The following operators +, -, *, /, >, < also conform to their standard meanings, ==: equality check, ||: logical OR, x ? y : z: ternary conditional operator.

  • rank(x) : Cross-sectional ranking, returns percentile position. Requires specifying candidate universe pool, cannot be calculated for single ticker and will return raw result directly.
  • delay(x, d) : Returns the value of series x from d periods ago.
  • sma(x, d) : Calculates the simple moving average of series x over d periods.
  • correlation(x, y, d): Calculates the correlation coefficient between time series x and y over the past d periods.
  • covariance(x, y, d) : Calculates the covariance between time series x and y over the past d periods.
  • scale(x, a) : Normalizes data such that sum(abs(x))=a (a defaults to 1).
  • delta(x, d) : Calculates the current value of time series x minus the value from d periods ago.
  • signedpower(x, a) : x^a.
  • decay_linear(x, d) : Calculates the d-period weighted moving average of time series x, with weights d,d-1,d-2....1 (normalized).
  • indneutralize(x, g) : Industry neutralization based on industry classification g, currently not supported.
  • ts_{O}(x, d) : Performs operation O on the past d periods of time series x (O can specifically represent min, max, etc., see below), d will be converted to integer.
  • ts_min(x, d) : Minimum value over the past d periods.
  • ts_max(x, d) : Maximum value over the past d periods.
  • ts_argmax(x, d) : Position of ts_max(x, d).
  • ts_argmin(x, d) : Position of ts_min(x, d).
  • ts_rank(x, d) : Ranking of time series x over the past d periods (percentile ranking).
  • min(x, d) : ts_min(x, d).
  • max(x, d): ts_max(x, d).
  • sum(x, d) : Cumulative sum over the past d periods.
  • product(x, d) : Cumulative product over the past d periods.
  • stddev(x, d) : Standard deviation over the past d periods.

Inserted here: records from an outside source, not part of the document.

PR #140, opened 2021-01-27
Updated requirement lib and stable image

86sanj:
# Peer Review Information
This is to solve "Excess memory consumption error."
- https://readthedocs.org/projects/datasetinsights/builds/12853424/
- Existing Issue: https://github.com/readthedocs/readthedocs.org/issues/6692

Tested project on readthedoc: https://readthedocs.org/projects/readthedocs-memory-fix/builds/

# Pull Request Check List

### DIFF
--- a/.readthedocs.yml
+++ b/.readthedocs.yml
@@ -1,6 +1,8 @@
 # .readthedocs.yml
 version: 2
 formats: all
+build:
+  image: stable
 python:
   version: 3.7
   install:


docs/requirements.txt
```diff
@@ -1,13 +1,17 @@
 absl-py==0.10.0
 alabaster==0.7.12
+alembic==1.4.1
```
BlairLee: Do we need to update those packages in order to fix the readthedocs build issue? How about we just add `image: stable`

86sanj: - As per docs/readme, we should have new lib added in requirement.txt, I was trying to add Mlflow dependency so added through given command "poetry export --dev --without-hashes -f requirements.txt > docs/requirements.txt". It added alot other dependency other than mlflow also.
- Let me try building without changing dependency.

86sanj: Ran 4 builds only on stable image, 2 passed 2 failed, not sure whether stable image will help or not. 
https://readthedocs.org/projects/readthedocs-memory-fix/builds/

adason (approved):

PR #146, opened 2021-02-18
update dependencies to newer versions for sprawl compatibility

zook-unity:
# Peer Review Information

upgraded `google-cloud-storage` to >=1.31.1 and `numpy` to >=1.18.2

# Pull Request Check List

no new tests or documentation.


zook-unity:
one note: i have not done any additional testing for cloud training and storage, &c.

datasetinsights/evaluation_metrics/average_recall_2d.py
```diff
@@ -111,7 +111,7 @@ class MeanAverageRecallAverageOverIOU(EvaluationMetric):
     TYPE = "scalar"
 
     IOU_THRESHOULDS = np.linspace(
-        0.5, 0.95, np.round((0.95 - 0.5) / 0.05) + 1, endpoint=True
+        0.5, 0.95, int(np.round((0.95 - 0.5) / 0.05)) + 1, endpoint=True
```
adason, line 114: Is this the issue (feature) that was fixed (introduced) in numpy 1.18+?

pyproject.toml
```diff
@@ -26,10 +26,10 @@ include = [
 [tool.poetry.dependencies]
 python = "^3.7"
 cython = "^0.29.14"
-google-cloud-storage = ">=1.24.1 <=1.28.1"
+google-cloud-storage = ">=1.31.1"
```
adason: I am assuming this [issue](https://github.com/Unity-Technologies/datasetinsights/pull/82) was fixed in `google-cloud-storage 1.31+?

pyproject.toml
```diff
@@ -26,10 +26,10 @@ include = [
...
 jupyter = "^1.0.0"
 kornia = "^0.1.4"
-numpy = ">=1.17 < 1.18"
+numpy = ">=1.18.2"
```
adason: Let's use `^1.18.2` or `>=1.18.2 <2.0.0` (they are equivalent syntex). This prevents unexpected major version bump.

datasetinsights/evaluation_metrics/average_recall_2d.py
zook-unity: yup. linspace expects an int but round returns a numpy float64. i'm guessing that used to get converted to an int before, but it's probably not a good practice to rely on implicit type conversion either way.

pyproject.toml
zook-unity: i did not know about that issue. it looks like 1.31.1 merged those changes. we could do a later version if that matters, but i picked this to align with what sprawl uses currently

release notes for the fix: https://github.com/googleapis/python-storage/releases/tag/v1.31.1
`blob: base64 includes additional characters`

pyproject.toml
zook-unity: ah, good call! making that update.

pyproject.toml
adason: Good to know the issue is fixed. Let's also include `<2.0.0` in the requirements to make sure we don't accidentally bump the major version.

zook-unity: updated. anything look off?

adason (approved):

Issue #143, opened 2021-02-10
1.0 Release - IO and Statistics, remove experiments and model training


86sanj:
The current project supports features like ML experimentation, dataset IO, stats, and analysis on the notebook. In this release, we will remove all dependencies and code related model training and experiments to keep datasetinsights focused on io and statistics. This will reduce heavy decencies such as pytorch or tensorflow to make it easier for user to consume data from perception SDK without taking heavy dependencies. 

On high level, the 1.0 release of datasetinsights will contain the following modules

```
datasetinsights/
   io/
   stats/
   datasets/unity_perception/
notebooks/
```

## Checklist

- [x] Remove estimators, configs, trackers, kubflow pipeline, checkpoint
- [x] Prune dependencies 
- [x] Update README to reflect the current high level API. 
- [x] Update Perception_Statistics notebook, Remove yacs
- [x] Fix github action issue to prevent push 0.2.x tag to latest tag on dockerhub.

## How do I access model training code during this refactoring?

- Create a new branch after “Coco cat training and evaluation” commit, name 0.2.x.
- Create a tag on the master branch with the name 0.2.4. 
- Experimentation module: Users who want to use the train, evaluate can build the docker image on the code tagged with 0.2.4.
- Dataset IO, stats, and analysis on the notebook: Use the latest code from the master branch.

Any new changes or enhancements for the experimentation module will be done in the new repo but if any critical bug comes, checkout code from 0.2.x, fix the bug, and merge back to 0.2.x branch.
Release new tag from 0.2.x branch with the name 0.2.4.x

## What's the plan for future model training code? 

We will create a new repo that contain model training /experiment code. 
[Link to the new repo once it's ready]

## This work is split into multiple pull requests

- PR https://github.com/Unity-Technologies/datasetinsights/pull/142: Includes removal/fixes of the following modules which are related to model training and evaluation. 
Estimators
Train and Evaluate Command
Evaluation notebook
Configs yaml
Fixed docs rst and toctree dependency
IO module:
Tracker
Kfp output
Checkpoint
Config handler
Summary writer
Kubeflow pipelines.py
Evaluation metric
Corresponding unit test
docs

- PR https://github.com/Unity-Technologies/datasetinsights/pull/147: 
Remove tf and torch dependencies
Remove base and any public dataset
Remove any redundant library
Remove loader, draft notebook, protos
Updated readme
Updated docs

[...]

PR #155, opened 2021-03-04
Remove latest tag to stop override from 0.2.x

86sanj:
# Peer Review Information

- Removed latest tag to stop creating docker image with latest tag from 0.2.x branch.
Requirement: https://github.com/Unity-Technologies/datasetinsights/issues/143

# Pull Request Check List

### DIFF
--- a/.github/workflows/publish-docker-hub.yaml
+++ b/.github/workflows/publish-docker-hub.yaml
@@ -15,5 +15,4 @@ jobs:
           username: ${{ secrets.DOCKERHUB_USERNAME }}
           password: ${{ secrets.DOCKERHUB_ACCESS_TOKEN }}
           repository: unitytechnologies/datasetinsights
-          tags: latest
           tag_with_ref: true


.github/workflows/publish-docker-hub.yaml
```diff
@@ -15,5 +15,4 @@ jobs:
           username: ${{ secrets.DOCKERHUB_USERNAME }}
           password: ${{ secrets.DOCKERHUB_ACCESS_TOKEN }}
           repository: unitytechnologies/datasetinsights
-          tags: latest
```
BlairLee, line 18: After this change, will we see the latest tag when we merge to the current master?

86sanj: This is merge request in 0.2.x branch. Master will have different code with latest tag.

adason: I am not sure if this will work. How do you test this out?

86sanj: In current implementation when this GitHub action runs, it publishes two docker images, one with latest tag (tags: latest), other with tag name( tag_with_ref: true).
- Keeping only tag_with_ref: true, will publish only one docker image with released tag. 
Reference: https://docs.github.com/en/actions/guides/publishing-docker-images

adason: How does this change in a branch fix the issue? Have you tested to make sure it will work as desired?

86sanj: - If we release from this branch it should publish only one docker with the release tag and this is what we want to achieve. With tag_with_ref: true,  only one docker image get published with release tag as per above documentation. 
- How to test this before merging the code:
1. One option is I can release from this PR branch with some test tag but it seems risky.
 2. Create a test project on docker hub and run this git hub action.
Please let me know which is preferred or any other method?

adason: Let's test it out using approach 2 to see if this change actually meet the desired behavior.

BlairLee (approved):

.github/workflows/publish-docker-hub.yaml
86sanj: Repo: https://github.com/sanjayuconn/ML_Deployment/tree/sanjayuconn-patch-1

- During the release(action trigger) the branch we select that's github yaml get executed.

adason: Can't see the repo. Can you make it open?

86sanj: https://github.com/sanjayuconn/literate-broccoli/tags

- Job from non master branch: https://github.com/sanjayuconn/literate-broccoli/runs/2082245697?check_suite_focus=true

- From master branch: https://github.com/sanjayuconn/literate-broccoli/runs/2082225878?check_suite_focus=true

- To confirm the execution please look at the content of run one-line script.

adason: excellent! This confirmed your hypothesis that a tag release on feature branch will trigger github action execution in a feature branch.

adason (approved):

PR #156, opened 2021-03-04
Add New metrics in Notebook

BlairLee:
# Peer Review Information

Add the following new metrics in `Perception_Statistics` Notebook:
- Foreground placement
- Foreground scale
- Foreground positions
- Lighting (color, pos, intensity, enabled states)
- Camera info (saturation, contrast, vignette amount, depth of field start/end/radius)

### DIFF
--- a/notebooks/Perception_Statistics.ipynb
+++ b/notebooks/Perception_Statistics.ipynb
@@ -111,13 +111,12 @@
    "outputs": [],
    "source": [
     "from datasetinsights.stats.statistics import RenderedObjectInfo\n",
-    "import datasetinsights.datasets.unity_perception.metrics as metrics\n",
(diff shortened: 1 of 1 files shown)


notebooks/Perception_Statistics.ipynb
```diff
@@ -230,6 +229,539 @@
     "    ))"
    ]
   },
+  {
+   "cell_type": "markdown",
+   "metadata": {},
+   "source": [
+    "## SynthDet Statistics\n",
```
adason: Let's not add SynthDet specific statistics into the datasetinsights perception package. We should consider moving these statistics to the SynthDet project instead.

BlairLee: We could discuss which statistics should be in this package in the sync meeting.

BlairLee:
This PR should be submitted to SynthDet project.

PR #456, opened 2017-09-19
refactorings

imanghafoori1:


imanghafoori1:
I tried rebase ... but it did not work

PR #457, opened 2017-09-19
Artisan command

imanghafoori1:
Finally, I found the problem.

### DIFF
--- a/src/Laravel/TelegramServiceProvider.php
+++ b/src/Laravel/TelegramServiceProvider.php
@@ -48,7 +48,7 @@ class TelegramServiceProvider extends ServiceProvider
     {
         $this->registerManager($this->app);
         $this->registerBindings($this->app);
-        $this->commands('telegrambot.commands.webhook');
+        $this->commands('telegram.bot.commands.webhook');
     }
 
     /**
@@ -81,7 +81,7 @@ class TelegramServiceProvider extends ServiceProvider
             return $manager->bot();
         });
 
-        $this->app->singleton('telegrambot.commands.webhook', function () {
+        $this->app->singleton('telegram.bot.commands.webhook', function () {
             return new WebHookArtisanCommand();
         });
 
--- a/src/Laravel/TelegramServiceProvider.php
+++ b/src/Laravel/TelegramServiceProvider.php
@@ -8,6 +8,7 @@ use Illuminate\Support\ServiceProvider;
 use Illuminate\Contracts\Container\Container as Application;
 use Laravel\Lumen\Application as LumenApplication;
 use Illuminate\Foundation\Application as LaravelApplication;
+use Telegram\Bot\Laravel\Artisan\WebhookCommand;
 
 /**
  * Class TelegramServiceProvider.
@@ -82,7 +83,7 @@ class TelegramServiceProvider extends ServiceProvider
         });
 
         $this->app->singleton('telegram.bot.commands.webhook', function () {
-            return new WebHookArtisanCommand();
+            return new WebhookCommand();
         });
 
         $app->alias('telegram.bot', Api::class);
--- a/src/Laravel/TelegramServiceProvider.php
+++ b/src/Laravel/TelegramServiceProvider.php
@@ -48,6 +48,7 @@ class TelegramServiceProvider extends ServiceProvider
     {
         $this->registerManager($this->app);
         $this->registerBindings($this->app);
+        $this->commands('telegrambot.commands.webhook');
     }
 
     /**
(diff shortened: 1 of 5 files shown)


src/Laravel/TelegramServiceProvider.php
```diff
@@ -48,6 +48,7 @@ public function register()
     {
         $this->registerManager($this->app);
         $this->registerBindings($this->app);
+        $this->commands('telegrambot.commands.webhook');
```
irazasyed: I think we should change this to `telegram.bot.commands.webhook`.

src/Laravel/TelegramServiceProvider.php
```diff
@@ -80,6 +81,10 @@ protected function registerBindings(Application $app)
             return $manager->bot();
         });
 
+        $this->app->singleton('telegrambot.commands.webhook', function () {
```
irazasyed: Update this as well ofc.

src/Laravel/WebHookArtisanCommand.php
```diff
@@ -0,0 +1,67 @@
...
+class WebHookArtisanCommand extends LaravelGeneratorCommand
+{
+    /**
+     * Create a new command instance.
+     *
+     */
+    public function __construct()
+    {
+        parent::__construct();
+    }
```
irazasyed: Do we need the constructor for this command? I think you can omit it for now.

src/Laravel/TelegramServiceProvider.php
imanghafoori1: This is a string. The dots as you know have no technical meaning.
It is a matter of human test to put dots.
I put them.

src/Laravel/WebHookArtisanCommand.php
imanghafoori1: For injecting other classes. Like Api class i think...

imanghafoori1:
The last to commits are part of my tinkerings.
And have no effects

src/Laravel/WebHookArtisanCommand.php
```diff
@@ -41,7 +44,9 @@ public function __construct()
     public function handle()
     {
         $botName = $this->argument('botName');
-        $this->token = config("telegram.bots.$botName.token");
+        $token = config("telegram.bots.$botName.token");
+        $this->telegram = new Api($token);
+
```
irazasyed: Inject `BotsManager` and access the methods/config.

Example:
```php
use Telegram\Bot\BotsManager;

// ...
// ....

/** @var Telegram\Bot\Api */
protected $telegram;

/** @var array */
protected $config = [];

public function handle(BotsManager $telegram)
{
    $botName = $this->argument('botName');

    $this->telegram = $telegram->bot($botName);
    $this->config = $telegram->getBotConfig($botName);
}

private function setupWebhook()
{
    $webhookUrl = array_get($this->config, 'webhook_url');
    $certificatePath = array_get($this->config, 'certificate_path', false);

    $params = ['url' => $webhookUrl];
    
    if ($certificatePath) {
        $params['certificate'] = $certificatePath;
    }

    $response = $this->telegram->setWebhook($params);

    $this->info($response);
}
```

src/Laravel/config/telegram.php
```diff
@@ -34,6 +34,8 @@
         'mybot' => [
             'username' => 'TelegramBot',
             'token'    => env('TELEGRAM_BOT_TOKEN', 'YOUR-BOT-TOKEN'),
+            'certificatePath'    => env('TELEGRAM_CERTIFICATE_PATH', 'YOUR-CERTIFICATE-PATH'),
+            'webhookUrl'    => env('TELEGRAM_WEBHOOK_URL', 'YOUR-BOT-WEBHOOK-URL'),
```
irazasyed: Use snake case please! Ex: `webhook_url`

src/Laravel/WebHookArtisanCommand.php
```diff
@@ -0,0 +1,93 @@
+<?php
+
+namespace Telegram\Bot\Laravel;
+
+use Illuminate\Console\GeneratorCommand as LaravelGeneratorCommand;
+use Symfony\Component\Console\Input\InputOption;
+use Telegram\Bot\Api;
+use Telegram\Bot\BotsManager;
+
+class WebHookArtisanCommand extends LaravelGeneratorCommand
```
irazasyed: Please rename this to `WebhookCommand` (Notice **Webhook** Not **WebHook**). Obviously update everywhere.

Perhaps, we could also move this into its own namespace like `Telegram\Bot\Laravel\Artisan` as I think we can add some more useful commands in near future. Thanks!

irazasyed:
Thanks 👍

PR #470, opened 2017-10-09
First attempt at new command argument parsing strategy.

jonnywilliamson:
New command argument parsing strategy. With tests. For review.


jonnywilliamson:
Also I think we should ditch hhvm for travis

irazasyed:
@jonnywilliamson Makes sense about HHVM. Let's do it.

Also, Thanks for the PR.

PR #475, opened 2017-10-12
New official features

jonnywilliamson:
All the following API changes have been implemented.

Not everything could be tested, due to me not having a payment system setup etc. 

Might be better not to squash all these commits this time.

image

image


irazasyed:
Thanks, much needed 👍 

And yeah, we'll have to look into the payment API.

PR #500, opened 2017-11-10
Update Api.php for deleting message

mosleim:
Adding Delete Message Function


irazasyed:
It's already implemented in `develop` branch. Please use that.

PR #526, opened 2018-02-07
Added support of the WebhookInfo method

zagovorichev:


zagovorichev:
@irazasyed I have no idea what does it means with all these errors. Do I need to fix them? I haven't done so many changes to be responsible for all CI issues :)

irazasyed:
Hi @zagovorichev, Thanks for the PR. This method already exists in our `dev-develop` branch, [here](https://github.com/irazasyed/telegram-bot-sdk/blob/develop/src/Methods/Update.php#L114-L127).

Please use that branch (Note: Major changes between the two which are yet to be documented).

PR #536, opened 2018-03-08
Added @method to Telegram Facade

roelofr:
Hey,

I've noticed my IDE (phpStorm) is having trouble figuring out how a Facade is linked to an object, causing the autocomplete to belch.

This commit solves it, but it's not the best thing ever, since it involves adding all methods to the phpdoc of the Telegram facade.

Maybe this could be automated, using the Reflection package, but I'll have to look into that.

---
PS: Your contribution guide discusses a `CHANGELOG.md`, but I can't find any :confused:


irazasyed:
Use the [IDE Helper](https://github.com/barryvdh/laravel-ide-helper).

roelofr:
Oh, didn't know about that. Thanks!

PR #549, opened 2018-03-28
Version 2 - Сallback query

2at2:
Callback query supporting


2at2:
Does travis and stylecli pass on 2.0 branch?

PR #569, opened 2018-04-25
[develop] Pass command classname for triggering

ddzobov:
Example: $this->triggerCommand(HelpCommand::class);


irazasyed:
This is good. Thanks!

Input data is case-insensitive. Default data is the instrument selected on the webpage, but can also be specified directly, for example: binance.ada_bnb

  • returns: Close price returns.
  • open, close, high, low, volume: Open price, close price, high price, low price and volume within the period.
  • vwap: Volume-weighted average price (not yet implemented, currently using close price).
  • cap: Total market capitalization (not yet implemented).
  • IndClass: Industry classification (not yet implemented).

Supports outputting multiple results at once, represented as a list. For example, [sma(close, 10), sma(high, 30)] will plot two lines on the chart. Besides inputting time series data, it can also be used as a simple calculator.